Issue #8461, opened 2026-09-08
Muon cannot run under BF16_Optimizer: flat partitions with no Newton-Schulz applied anywhere


alanhuangyoo:
Split out of #8442 at @delock's suggestion, so the refusal that PR adds has somewhere to be lifted from.

## What is refused

`{"bf16": {"enabled": true}, "data_types": {"grad_accum_dtype": "fp32"}, "zero_optimization": {"stage": 1}}` with Muon now raises `ZeRORuntimeException` instead of training. That combination selects `BF16_Optimizer`, and Muon cannot run under it.

## Why

`MuonWithAuxAdam.step` decides what it has been handed by shape:

```python
if p.dim() < 2:
    # A flat ZeRO partition -- the gradient already holds the update
    update = p.grad
else:
    # The weight itself, so nothing has orthogonalized it
    update = muon_update(p.grad, state["momentum_buffer"], ...)
```

`BF16_Optimizer` replaces the param groups with flat fp32 partitions, exactly like the ZeRO 1/2 and 3 optimizers, so every parameter reads as 1-D and `step` takes the first branch. But unlike them it never applies Muon anywhere: `DeepSpeedZeroOptimizer` and `_Stage3` orthogonalize while the partition is filled, and `BF16_Optimizer` has no such call. So the first branch's premise -- "ZeRO already did the update" -- is false, and the step is plain SGD with momentum.

Nothing in the flat partition records the original 2-D shapes, so `step` cannot recover them to orthogonalize there.

## What lifting it would take

Either:

1. **Apply Muon in `BF16_Optimizer` where the partition is filled**, matching what `DeepSpeedZeroOptimizer.get_flat_partition` does -- it has the parameter list, so the shapes are reachable at that point; or
2. **Carry the shapes onto the flat partition** so `step` can orthogonalize per original tensor, which is a wider change and duplicates work the ZeRO optimizers already do in the right place.

(1) looks like the right shape to me, but I have not written it and would rather not guess at the ordering constraints inside `BF16_Optimizer`'s accumulation window.

## How it was found

Re-reading my own claim in #8442. That PR's description said Muon runs correctly under "every wrapper", which was generalised from four configurations I had measured; `BF16_Optimizer` is a fifth and behaves differently. I posted the hole on the PR before it was reviewed rather than letting it stand.

[...]

PR #8483, opened 2026-09-11
Give Muon's momentum the dtype of the gradient it is combined with

alanhuangyoo:
## The bug

`muon_update` does `momentum.lerp_(grad)`, which requires both operands to have the same dtype. The momentum buffer is allocated in the configured gradient accumulation dtype — but the gradients only arrive in that dtype while `use_grad_accum_attribute` is on:

```python
self.use_separate_grad_accum = (self.dtype != self.gradient_accumulation_dtype)
if self.use_separate_grad_accum and not self.partition_gradients:
    self.use_grad_accum_attribute = True
```

`partition_gradients` is true at stage 2, so the attribute path is off there and `get_param_gradient_attribute` returns `param.grad` in the **parameter** dtype instead. bf16 with `grad_accum_dtype: fp32` at ZeRO stage 2 therefore cannot run Muon at all:

```
RuntimeError: expected dtype torch.float32 for `end`, but got dtype torch.bfloat16
```

The dtype now comes from the gradient rather than from the configuration.

## Why #8433 did not already cover this

There are two copies of the buffer setup. `get_flat_partition` delegates to `_get_flat_partition_unpadded` for any group with no round-robin padding:

```python
if not any(self.round_robin_bit16_padding[param_group_idx]):
    return self._get_flat_partition_unpadded(...)
```

#8433 reconciled a restored checkpoint's buffer dtype in the first copy. **The second never got it** — and it is the one this configuration takes. I found this by adding a debug print to the code I assumed was running and watching it never fire; the traceback goes through `_get_flat_partition_unpadded`, not `get_flat_partition`.

So rather than add the same reconciliation a second time — duplication is what caused the miss — both paths now call one `_muon_momentum_buffer`, which allocates in the gradient's dtype and converts a restored buffer into it.

**That means this also repairs #8433's own case on the unpadded path.** Its regression tests fail on current `master`, which carries #8433 (`b726f4ed`):

```
master   4 failed, 2 passed      TestMuonCheckpointRoundTrip::test_resumes_with_its_momentum
branch   6 passed

master's failure: RuntimeError: expected dtype torch.float32 for `end`,
                  but got dtype torch.bfloat16
```

I verified `master` really does contain #8433 before believing that, rather than assuming a stale checkout.

## Testing

2×H20.

New case, `TestMuonSeparateGradAccumDtype`:

```
branch   1 passed
master   1 failed
```

It parametrizes stage 2 only — stage 1 with the same combination selects `BF16_Optimizer`, which refuses Muon for a different reason (#8461). My first version parametrized both and failed on the branch too; that was the test's fault, not the fix's.

`tests/unit/ops/muon/`, comparing failure *sets*:

```
master   70 failed, 83 passed
branch   66 failed, 87 passed

only failing on master               -> the 4 TestMuonCheckpointRoundTrip cases above
failing on both                      -> 66
```

The 66 are pre-existing on this box — `CUDAMismatchException` between the installed toolkit and the one torch was built against, unrelated to this change.

### DIFF
--- a/deepspeed/runtime/zero/stage_1_and_2.py
+++ b/deepspeed/runtime/zero/stage_1_and_2.py
@@ -2231,26 +2231,8 @@ class DeepSpeedZeroOptimizer(ZeROOptimizer):
         current_size = 0
         # find the flatten copy in the optimizer's state
         flatten_copy = self.optimizer.param_groups[param_group_idx]['params'][0]
-        if (not self.optimizer.state[flatten_copy]) and getattr(
-                tensor_list[0], 'use_muon', False) and 'muon' in self.optimizer.__class__.__name__.lower():
-            self.optimizer.state[flatten_copy] = {}
-        if getattr(tensor_list[0], 'use_muon', False) and 'muon' in self.optimizer.__class__.__name__.lower():
-            momentum_buffer = self.optimizer.state[flatten_copy].get("momentum_buffer")
-            if momentum_buffer is None:
-                # need to check the total # of elements in the parameters in this group and this partition
-                total_size = sum([t.numel() for t in tensor_list])
-                flatten_bf_list = [torch.zeros([total_size], dtype=dtype, device=device)]
-                self.optimizer.state[flatten_copy]["momentum_buffer"] = self.flatten(flatten_bf_list)
-            elif momentum_buffer.dtype != dtype:
-                # A restored buffer arrives in the dtype the checkpoint holds optimizer state
-                # in, which is fp32, while the gradients it is combined with are in the
-                # gradient accumulation dtype. muon_update does momentum.lerp_(grad), which
-                # requires both to match, so resuming a bf16 run raised:
-                #   RuntimeError: expected dtype torch.float32 for `end`, but got dtype
-                #   torch.bfloat16
-                # Convert rather than reallocate: the momentum a resume just restored is the
-                # reason the checkpoint carries it.
-                self.optimizer.state[flatten_copy]["momentum_buffer"] = momentum_buffer.to(dtype=dtype, device=device)
+        if self._is_muon_group(tensor_list):
+            self._muon_momentum_buffer(tensor_list, param_group_idx, dtype, device)
 
         partition_id = dist.get_rank(group=self.real_dp_process_group[param_group_idx])
         buffer_idx = 0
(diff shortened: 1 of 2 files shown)


delock:
Hi @alanhuangyoo I think the reason that #8433 are not caught is because these tests (which requires >=2 accelerators) skipped on CPU test.  Can you check which test needs >=2 accelerator tests?  We may need to move these tests to v1 to ensure they will not be on SKIP list.   Thanks!

deepspeed/runtime/zero/stage_1_and_2.py
```diff
@@ -2298,6 +2280,43 @@ def get_flat_partition(self,
...
+        grads = self.all_grad_tensors.get(param_group_idx)
+        momentum_dtype = grads[0].dtype if grads else dtype
+
+        state = self.optimizer.state[flatten_copy]
+        buffer = state.get("momentum_buffer")
+        if buffer is None:
+            total_size = sum([t.numel() for t in tensor_list])
+            buffer = self.flatten([torch.zeros([total_size], dtype=momentum_dtype, device=device)])
+            state["momentum_buffer"] = buffer
+        elif buffer.dtype != momentum_dtype or buffer.device != torch.device(device):
```
delock: Is the second condition (device in-consistency) a real scenario?   Would the buffer come from CPU?  If it is a dead condition better remove.

deepspeed/runtime/zero/stage_1_and_2.py
```diff
@@ -2298,6 +2280,43 @@ def get_flat_partition(self,
...
+        if not self.optimizer.state[flatten_copy]:
+            self.optimizer.state[flatten_copy] = {}
+        grads = self.all_grad_tensors.get(param_group_idx)
+        momentum_dtype = grads[0].dtype if grads else dtype
+
+        state = self.optimizer.state[flatten_copy]
+        buffer = state.get("momentum_buffer")
+        if buffer is None:
+            total_size = sum([t.numel() for t in tensor_list])
+            buffer = self.flatten([torch.zeros([total_size], dtype=momentum_dtype, device=device)])
```
delock: it looks like flatten here is redudant.  This line could be simpler

deepspeed/runtime/zero/stage_1_and_2.py
```diff
@@ -2231,26 +2231,8 @@ def get_flat_partition(self,
...
-                # A restored buffer arrives in the dtype the checkpoint holds optimizer state
-                # in, which is fp32, while the gradients it is combined with are in the
-                # gradient accumulation dtype. muon_update does momentum.lerp_(grad), which
-                # requires both to match, so resuming a bf16 run raised:
-                #   RuntimeError: expected dtype torch.float32 for `end`, but got dtype
-                #   torch.bfloat16
-                # Convert rather than reallocate: the momentum a resume just restored is the
-                # reason the checkpoint carries it.
-                self.optimizer.state[flatten_copy]["momentum_buffer"] = momentum_buffer.to(dtype=dtype, device=device)
+        if self._is_muon_group(tensor_list):
```
delock, line 2240: Did current test also cover padded path?  If not better cover it with one test as guard.  Does not need to be too comprehensive.

delock (changes requested):

alanhuangyoo:
@delock Checked. The CPU runner has one device, so every `DistributedTest` with `world_size = 2` under `tests/unit/ops/muon` got skipped there:
- all of `test_muon_checkpoint.py`, which is where #8433's tests live
- `TestMuonSurvivesLossScaleBackoff` in `test_muon_overflow.py`
- `TestMuonConfigs`, `TestGramNewtonSchulz` and `TestMuonZero12NumericalCorrectness` in `test_muon.py`

In 862174a I moved those three files to `tests/unit/v1/ops/muon/`. On 2×H20, `test_muon_checkpoint.py` and `test_muon_overflow.py` pass. In `test_muon.py`, only the cases that JIT-build fused Adam / cpu_adam failed, on a CUDA version mismatch in my environment. The rest pass.

deepspeed/runtime/zero/stage_1_and_2.py
alanhuangyoo: Not a real case. Both callers pass the current accelerator device, cpu_offload returns before `get_flat_partition`, and `load_state_dict` puts restored state on the parameter's device. Removed it, so only the dtype check is left.

deepspeed/runtime/zero/stage_1_and_2.py
alanhuangyoo: Right, it was a no-op on one 1-D tensor. It is a plain `torch.zeros` now.

deepspeed/runtime/zero/stage_1_and_2.py
alanhuangyoo: It did not. Added a case with `parameter_alignment` on and 63×63 weights, and it asserts the group is actually padded. Both cases fail on master with the fp32/bf16 `lerp` error and pass here (2×H20).

delock (approved):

==*==

» **Task details**:
Looking only at the entries, count the lines that contain the word "every", then state that count and nothing else.

» **Solution for this exercise**:
3